How to use dplyr::filter() to find ID’s from list variable?

2020/06/11

This example is useful in Shiny-programming, where we have long timeline datasets what we want to filter by ID’s which are included in dataset as list-variable.

I have come across few times on obstacle, where I want to find ID’s from a list variable in a dataset. List variable includes all ID’s corresponding row, for example a date. Let’s create some test data to demonstrate.

library(dplyr)
## 
## Attaching package: 'dplyr'
## The following objects are masked from 'package:stats':
## 
##     filter, lag
## The following object is masked from '.env':
## 
##     n
## The following objects are masked from 'package:base':
## 
##     intersect, setdiff, setequal, union
library(purrr)
library(ggplot2)

Create test data

We are going to create simple dataset with two variables id and date

d <- data.frame(
  id = sample(
    seq(1000, 9999, 1),
    20000,
    replace = TRUE
  ),
  date = sample(
    seq(as.Date("2000-01-01"), as.Date("2002-01-01"), by = 1),
    20000,
    replace = TRUE
  )
)
## This is sample data which need to be wrangled
head(d)
##     id       date
## 1 1665 2000-05-26
## 2 3393 2001-10-17
## 3 1266 2001-06-29
## 4 9135 2000-12-26
## 5 1812 2000-09-08
## 6 6942 2000-03-08

Then we need to check data by dates. For example we are interested how many users has been in hospital by date.

date_data <- d %>% 
  group_by(date) %>% 
  summarise(
    n = n(),
    ids = list(unique(id))
  )
## `summarise()` ungrouping output (override with `.groups` argument)
## sample data grouped by date
head(date_data)
## # A tibble: 6 x 3
##   date           n ids       
##   <date>     <int> <list>    
## 1 2000-01-01    24 <dbl [24]>
## 2 2000-01-02    32 <dbl [32]>
## 3 2000-01-03    28 <dbl [28]>
## 4 2000-01-04    36 <dbl [36]>
## 5 2000-01-05    31 <dbl [31]>
## 6 2000-01-06    25 <dbl [24]>

We can plot this data to some cool graphs

ggplot(date_data) + 
  geom_line(aes(x=date, y=n))

Filter function

But if we want to use same dataset, but only check small number of ID’s, getting dplyr verb filter() done can be tricky. Let’s first take random 5 ID’s from our dataset.

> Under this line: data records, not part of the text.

PR #1090, opened 2023-11-01
Update to use os & io instead ioutil

ankur22:
## What?

Replacing `ioutil` with `os` and `io` where needed.

## Why?

ioutil is deprecated, and instead we should work with `os` and `io`.

## Checklist


inancgumus (approved):
Nice!

ka3de (approved):
LGTM. Thanks!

## get some id's what we want to filter by
myids <-sample(unlist(date_data$ids), 5)
## these are the id's what we want to find
myids
## [1] 1116 6701 7900 6559 9354

For filtering the date_data we can use purrr::map_lgl() to get inside the list in dataset and find if any of our listed ID’s occur in date row,

# use map_lgl() function from purr package
d_sample <- date_data %>% 
  filter(map_lgl(ids, ~ any(.x %in% myids)))
## Plot filtered dataset
ggplot(d_sample) + 
  geom_line(aes(x=date, y=n))

This function is especially useful in Shiny-programming, where we have calculated predatasets and we want to filter some long timeline data by ID’s.